(WORK TO COMPLETE) Each line of the data that includes the string "well" is to be copied out.

Start of DATA

PR #133, opened 2020-08-09
Allow saving multiple idle streams per host.

### LINKED ISSUE #110: Allow saving multiple streams with the same address to the pool
It would be useful to be able to save multiple streams to the same address in the connection pool - for example, when doing chunked downloading via Range header, multiple connections can be used and reused.

cfal:
Fixes #110 

Please take a look, thanks!

### DIFF
--- a/src/pool.rs
+++ b/src/pool.rs
@@ -9,8 +9,8 @@ use crate::Proxy;
 use url::Url;
 
 pub const DEFAULT_HOST: &str = "localhost";
-const MAX_IDLE_CONNECTIONS: usize = 100;
-const MAX_IDLE_CONNECTIONS_PER_HOST: usize = 1;
+const DEFAULT_MAX_IDLE_CONNECTIONS: usize = 100;
+const DEFAULT_MAX_IDLE_CONNECTIONS_PER_HOST: usize = 1;
 
 /// Holder of recycled connections.
 ///
@@ -28,12 +28,62 @@ pub(crate) struct ConnectionPool {
     // recently used Streams are added to the back of the queue;
     // old streams are removed from the front.
     lru: VecDeque<PoolKey>,
+    max_idle_connections: usize,
+    max_idle_connections_per_host: usize,
 }
 
 impl ConnectionPool {
     pub fn new() -> Self {
         ConnectionPool {
+            max_idle_connections: DEFAULT_MAX_IDLE_CONNECTIONS,
+            max_idle_connections_per_host: DEFAULT_MAX_IDLE_CONNECTIONS_PER_HOST,
             ..Default::default()
+        }
+    }
+
+    pub fn set_max_idle_connections(&mut self, max_connections: usize) {
+        if self.max_idle_connections == max_connections {
+            return;
+        }
+        self.max_idle_connections = max_connections;
+
+        if max_connections == 0 {
+            // Clear the connection pool, caching is disabled.
+            self.lru.clear();
+            self.recycle.clear();
+            return;
+        }
+
+        // Remove any extra connections if the number was decreased.
+        while self.lru.len() > max_connections {
+            self.remove_oldest();
+        }
+    }
+
+    pub fn set_max_idle_connections_per_host(&mut self, max_connections: usize) {
+        if self.max_idle_connections_per_host == max_connections {
+            return;
+        }
+        self.max_idle_connections_per_host = max_connections;
+
+        if max_connections == 0 {
+            // Clear the connection pool, caching is disabled.
+            self.lru.clear();
+            self.recycle.clear();
+            return;
+        }
+
+        // Remove any extra streams if the number was decreased.
+        for (key, val) in self.recycle.iter_mut() {
+            while val.len() > max_connections {
+                val.pop_front();
+                let index = self
+                    .lru
+                    .iter()
+                    .position(|x| x == key)
+                    .expect("PoolKey not found in lru");
+                self.lru.remove(index);
+            }
         }
     }
 
@@ -80,11 +130,15 @@ impl ConnectionPool {
     }
 
     fn add(&mut self, key: PoolKey, stream: Stream) {
+        if self.max_idle_connections == 0 || self.max_idle_connections_per_host == 0 {
+            return;
+        }
+
         match self.recycle.entry(key.clone()) {
             Entry::Occupied(mut occupied_entry) => {
                 let streams = occupied_entry.get_mut();
                 streams.push_back(stream);
-                if streams.len() > MAX_IDLE_CONNECTIONS_PER_HOST {
+                if streams.len() > self.max_idle_connections_per_host {
                     streams.pop_front();
                     self.remove_from_lru(&key);
                 }
@@ -96,7 +150,7 @@ impl ConnectionPool {
             }
         }
         self.lru.push_back(key);
-        if self.lru.len() > MAX_IDLE_CONNECTIONS {
+        if self.lru.len() > self.max_idle_connections {
             self.remove_oldest()
         }
     }
@@ -175,7 +229,7 @@ fn pool_connections_limit() {
     // filling and draining it. The pool should evict earlier connections
     // when the connection limit is reached.
     let mut pool = ConnectionPool::new();
-    let hostnames = (0..MAX_IDLE_CONNECTIONS * 2).map(|i| format!("{}.example", i));
+    let hostnames = (0..DEFAULT_MAX_IDLE_CONNECTIONS * 2).map(|i| format!("{}.example", i));
     let poolkeys = hostnames.map(|hostname| PoolKey {
         scheme: "https".to_string(),
         hostname,
@@ -185,9 +239,9 @@ fn pool_connections_limit() {
     for key in poolkeys.clone() {
         pool.add(key, Stream::Cursor(std::io::Cursor::new(vec![])));
     }
-    assert_eq!(pool.len(), MAX_IDLE_CONNECTIONS);
+    assert_eq!(pool.len(), DEFAULT_MAX_IDLE_CONNECTIONS);
 
-    for key in poolkeys.skip(MAX_IDLE_CONNECTIONS) {
+    for key in poolkeys.skip(DEFAULT_MAX_IDLE_CONNECTIONS) {
         let result = pool.remove(&key);
         assert!(result.is_some(), "expected key was not in pool");
     }
@@ -207,15 +261,15 @@ fn pool_per_host_connections_limit() {
         proxy: None,
     };
 
-    for _ in 0..MAX_IDLE_CONNECTIONS_PER_HOST * 2 {
+    for _ in 0..pool.max_idle_connections_per_host * 2 {
         pool.add(
             poolkey.clone(),
             Stream::Cursor(std::io::Cursor::new(vec![])),
         );
     }
-    assert_eq!(pool.len(), MAX_IDLE_CONNECTIONS_PER_HOST);
+    assert_eq!(pool.len(), DEFAULT_MAX_IDLE_CONNECTIONS_PER_HOST);
 
-    for _ in 0..MAX_IDLE_CONNECTIONS_PER_HOST {
+    for _ in 0..DEFAULT_MAX_IDLE_CONNECTIONS_PER_HOST {
         let result = pool.remove(&poolkey);
         assert!(result.is_some(), "expected key was not in pool");
     }
--- a/src/pool.rs
+++ b/src/pool.rs
@@ -277,6 +277,50 @@ fn pool_per_host_connections_limit() {
 }
 
 #[test]
+fn pool_update_connection_limit() {
+    let mut pool = ConnectionPool::new();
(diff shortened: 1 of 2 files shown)


src/pool.rs
```diff
@@ -136,38 +214,43 @@ fn pool_size_limit() {
...
+        let result = pool.remove(key);
         assert!(result.is_some(), "expected key was not in pool");
     }
 }
 
 #[test]
-fn pool_duplicates_limit() {
-    // Test inserting duplicates into the pool, and subsequently
+fn pool_connections_limit() {
+    // Test inserting multiple connections into the pool with the same key,
```
algesten, line 226: strange english here

src/pool.rs
```diff
@@ -20,52 +22,129 @@ const MAX_IDLE_CONNECTIONS: usize = 100;
...
+                let streams = occupied_entry.get_mut();
+                let stream = streams.pop_front();
+                assert!(
+                    stream.is_some(),
+                    "key existed in recycle but no streams available"
+                );
+                if streams.len() == 0 {
+                    occupied_entry.remove_entry();
+                    self.lru.retain(|x| x != &key);
+                }
```
algesten, line 107: Wonder if the `key` should be shifted to the back of `lru` here? If the `stream` we use failed, it won't be reinserted in the pool, and I wonder if the order should be changed anyway?

cfal: Sorry, I don't quite understand! `remove_entry` removes the key/now empty VecDeque from `self.recycle` when the last stream has been removed, and then `retain` removes `key` from `lru` as well. Do you mean keep the key in `lru` even when there are no streams of that key remaining in `recycle`? If the used `stream` fails, then I guess for the same `key` to be reinserted, it would mean the user created a new connection, or another in-use connection was returned. In both cases, `add` also moves the key to the back of `lru` at the moment.

cfal:
Thanks for the quick reviews!

> Awesome change, thanks for making it! I have one piece of feedback on the API - sorry I didn't provide this earlier when you filed the issue. Rather than max_idle_hosts, I think it makes sense to configure max_idle_connections (and keep max_idle_connections_per_host). You can express the same range of policies - e.g. 100 connections to a single host, or 100 connections to different hosts. But since a connection is the fundamental unit of resource usage (file descriptors, memory, TCP sockets), I think that's what people care about the most, so it's nice to be able to configure that directly (and allow tweaking idle_connections_per_host for more sophisticated needs).

That makes sense to me, but would require a bit more book-keeping.
I guess something like this would work where we go back to tracking connections instead of hosts in `lru`:

- on adding a connection to the pool, insert the pool key to lru. If the length of the lru queue is > than the connection limit, pop the first key, lookup the key in self.recycle and get the queue of streams, and pop the first stream in that queue.
- on try_get_connection(), lookup the key in self.recycle, pop the first stream to be returned. iterate through self.lru and find the first matching pool key, and remove it.

How does that sound?

jsha:
> That makes sense to me, but would require a bit more book-keeping. We could change self.recycle from a HashMap to a Vec, and iterate through looking for a matching stream on try_get_connection().

I think it should be possible to do it without iterating over a whole Vec. I'm thinking of Go's net/http here:

https://github.com/golang/go/blob/ba9e10889976025ee1d027db6b1cad383ec56de8/src/net/http/transport.go#L2811-L2848

Its LRU consists of both a list, and a map from addresses of specific `persistConn`'s to their position in the list, for quick removal (a persistConn represents a stream plus some extra stuff). Using raw addresses isn't an option for us, but we could do something similar by wrapping Stream in some type that has an ID field, and using the ID to find the elements in the LRU that need removing when we pull an entry from the `recycle` map.

This could get a bit complex and I'm not sure I'm explaining it very well right now - feel free to ask followup questions!

cfal:
> > That makes sense to me, but would require a bit more book-keeping. We could change self.recycle from a HashMap to a Vec, and iterate through looking for a matching stream on try_get_connection().
> 
> I think it should be possible to do it without iterating over a whole Vec. I'm thinking of Go's net/http here:
> 
> https://github.com/golang/go/blob/ba9e10889976025ee1d027db6b1cad383ec56de8/src/net/http/transport.go#L2811-L2848
> 
> Its LRU consists of both a list, and a map from addresses of specific `persistConn`'s to their position in the list, for quick removal (a persistConn represents a stream plus some extra stuff). Using raw addresses isn't an option for us, but we could do something similar by wrapping Stream in some type that has an ID field, and using the ID to find the elements in the LRU that need removing when we pull an entry from the `recycle` map.
> 
> This could get a bit complex and I'm not sure I'm explaining it very well right now - feel free to ask followup questions!

With the approach above, when a `try_get_connection()` happens, wouldn't you still have to iterate through the LRU list in order to find the PoolKey (or some PoolKey+ID) to remove?

src/pool.rs
algesten: What I mean is in the case where `stream.len() > 0`. I.e. we have two connections for some host, we take one out and one remains – maybe we should shift the position of the remaining one?

jsha:
I spent a bunch of time tonight thinking about how to do this. Traditionally an LRU is implemented as a linked list + a hash map, with cross references. That gives you O(1) lookup by name, O(1) removal by name, and O(1) removal by oldest.

Unfortunately, std::collections::LinkedList doesn't have the primitives we need: We need to be able to store a reference to an item in the list. I think LinkedList's Cursor might give us what we need, but it is nightly-only right now.

There are a couple of crates that implement LRU's, but (a) they don't support multiple elements for the same key, which we need, and (b) they use a heaping spoonful of `unsafe`. The latter might be okay, but if we can get away without it, more's the better.

I'd still like to get the API right, even if it comes at the cost of a little performance today. Probably we can come up with some improvement down the road. Also, I just realized - we already take an O(n) performance hit iterating through the LRU for an item to remove anyhow. So I definitely don't want to ask you to make the performance even better than it is just in order to do this feature!

Here's a proposal:

```
type AgedStream = (Instant, Stream); // Associated with the time of last use
...
recycle: HashMap<PoolKey, VecDeque<AgedStream>>,
lru: VecDeque<(PoolKey, Instant)>,
```

The VecDeque in `recycle` would be maintained in sorted order, oldest to freshest.

To fetch a stream for reuse, we look in the HashMap. If there's an entry, we pop off the freshest stream. We then iterate through VecDeque to find an instance of the same PoolKey with the same Instant, and delete it.

To remove the oldest stream, we pop off the front of `lru`, then look up the corresponding entry in the HashMap and remove it. It should always be the frontmost element of the VecDeque in the HashMap.

I think this approach winds up equivalent in performance to what we currently have. The most expensive operation is reusing a stream that is about halfway through the LRU on its way to expiring off. The more heavily our workload is slanted towards reusing recent streams, the more efficient it is.

What do you think?

src/pool.rs
cfal: Ah, got it. That makes sense. Perhaps it should be shifted to the end of the `lru` since the host becomes the most recently used.

cfal:
Thanks for taking the time.
 
> Here's a proposal:
> 
> ```
> type AgedStream = (Instant, Stream); // Associated with the time of last use
> ...
> recycle: HashMap<PoolKey, VecDeque<AgedStream>>,
> lru: VecDeque<(PoolKey, Instant)>,
> ```
> 
> The VecDeque in `recycle` would be maintained in sorted order, oldest to freshest.
> 
> To fetch a stream for reuse, we look in the HashMap. If there's an entry, we pop off the freshest stream. We then iterate through VecDeque to find an instance of the same PoolKey with the same Instant, and delete it.

Do we need to check or include `Instant`? The `VecDeque` being iterated, I assume is `lru`. If it's the freshest stream, wouldn't it always correspond to the last matching `PoolKey` in `lru`?

> To remove the oldest stream, we pop off the front of `lru`, then look up the corresponding entry in the HashMap and remove it. It should always be the frontmost element of the VecDeque in the HashMap.
> I think this approach winds up equivalent in performance to what we currently have. The most expensive operation is reusing a stream that is about halfway through the LRU on its way to expiring off. The more heavily our workload is slanted towards reusing recent streams, the more efficient it is.

I'm uncertain if reusing the most recent stream is better than reusing the oldest stream, or an approach somewhere in the middle (eg. set some "max idle" time for a stream to be re-usable, and use the oldest one that hasn't reached that time, and drop the older ones). But that might be more complex than necessary.

jsha:
> Do we need to check or include Instant? The VecDeque being iterated, I assume is lru. If it's the freshest stream, wouldn't it always correspond to the last matching PoolKey in lru?

I think you're right.

We can phrase part of this as an invariant: For every entry in `recycle`, if it has N elements, there are also N elements of the same PoolKey in LRU.

And part of it as semantics: For any given PoolKey `p`, the Nth entry in lru matching `p` represents the Nth entry in `recycle[p]`'s VecDeque.

Also: The Nth entry in lru always represents an older stream than the N+1th entry.

> I'm uncertain if reusing the most recent stream is better than reusing the oldest stream, or an approach somewhere in the middle

Good question.

Pros for freshest: Most likely to still be alive; if we open a lot of connections to one host during a spike and then settle down to less frequent invocations, allows old connections to idle out.

Pros for oldest: Servers commonly kill idle connections; by preferring to reuse idle connections we might maximize the number of connections we keep alive.

Con for oldest: We're more likely to send a request on a connection that is dead but where the OS doesn't yet know it's dead (e.g. a firewall idled it out with sending an RST).

I don't have a conclusive answer, but I lean towards freshest. It looks like that's what Go's `net/http` does too: https://github.com/golang/go/blob/go1.15/src/net/http/transport.go#L976-L1004

src/pool.rs
algesten: Yeah. I think so.

src/pool.rs
cfal: Updated.

src/pool.rs
cfal: Please take another look. Because of the changes jsha suggested, I had to update this logic.

cfal:
Thanks for all the feedback!

I've updated the commit now to once again have a max connections limit and to take the freshest connection. I made a decision about removing the oldest matching key in the LRU when a connection gets used, let me know if that makes sense.

cfal:
@algesten @jsha gentle ping

algesten:
@cfal sorry I wasn't on top of this. You and @jsha did most of the braining on this PR, I think we're good to merge, but if possible I'd like @jsha to give the final thumbs up.

cfal:
@jsha do you mind taking another look? :)

jsha (approved):
Sorry I left you hanging for so long, @cfal! I hadn't seen your messages until just now. Normally I rely on GitHub's email notifications to see when there's an update, but for some reason none of the replies after my last comment came through to email, even though other notifications from this repo did come through, and GitHub says I'm subscribed to this PR. :thinking: 

This PR is looking really nice. There are some things I'd like to tweak, which I'm happy to do as a follow-on PR, or which you're welcome to do if you'd like.

When add() removes a stream from the pool, it's pulling the freshest stream from recycle (the one at the back), so it should remove the freshest matching entry from the LRU. Conversely, when remove_oldest removes a stream from the pool, it's removing the oldest one, so it should remove the oldest matching entry from the LRU. Right now both of those cases call remove_from_lru, which removes the oldest.

We have new invariants (there are always the same number of entries for a given PoolKey in the LRU and in recycle's VeqDeque; the Streams in recycle's VeqDeque are ordered from least recent to most recent use). We should document those. Also the remove_from_lru function can be run while some of the invariants don't hold; we should document that.

In remove_oldest, we now have an implicit assumption that max_idle_* is > 0, because remove_oldest won't be called otherwise. If that assumption doesn't hold, we'll hit the panic!() that occurs when there's nothing to pop. We should make the assumptions explicit with an assert!() at the top of remove_oldest.

We've got some deep nesting starting to happen, which hurts readability. In particular, while I like the match ... entry() style, it does seem to lead to deep nesting. I'd like to play around with different ways to reduce how deep in if statements and matches people need to read.

Similarly, the way you've replaced some asserts with expects when we need to use the value is a sweet improvement - but rustfmt makes it awkward by breaking each (short) method call onto its own line. I think we can keep things short by doing:

```
let index = self.lru.iter().position(|k| k == key);
let index = index.expect("invariant failed: key existed in recycle but not lru");
```

cfal:
Thanks for getting back to me and sorry for my own delayed response! And also thanks for fixing the `set_max_idle_connections(0)` bug :)

> When add() removes a stream from the pool, it's pulling the freshest stream from recycle (the one at the back), so it should remove the freshest matching entry from the LRU. Conversely, when remove_oldest removes a stream from the pool, it's removing the oldest one, so it should remove the oldest matching entry from the LRU. Right now both of those cases call remove_from_lru, which removes the oldest.

It's been a little while since I wrote this code, but this made sense to me at the time. Because `add()` was called, this means that a stream with that key was in demand and could now be considered "most recently used".  It made sense to remove the oldest entry, because it could mean that the user would be in need of more streams with this key, so we don't want to evict other matching streams from the cache early.

I'm also OK with your interpretation though. Cheers!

End of DATA

(RESPONSE TO THIS TASK)
cfal: Sorry, I don't quite understand! `remove_entry` removes the key/now empty VecDeque from `self.recycle` when the last stream has been removed, and then `retain` removes `key` from `lru` as well. Do you mean keep the key in `lru` even when there are no streams of that key remaining in `recycle`? If the used `stream` fails, then I guess for the same `key` to be reinserted, it would mean the user created a new connection, or another in-use connection was returned. In both cases, `add` also moves the key to the back of `lru` at the moment.
This could get a bit complex and I'm not sure I'm explaining it very well right now - feel free to ask followup questions!
> This could get a bit complex and I'm not sure I'm explaining it very well right now - feel free to ask followup questions!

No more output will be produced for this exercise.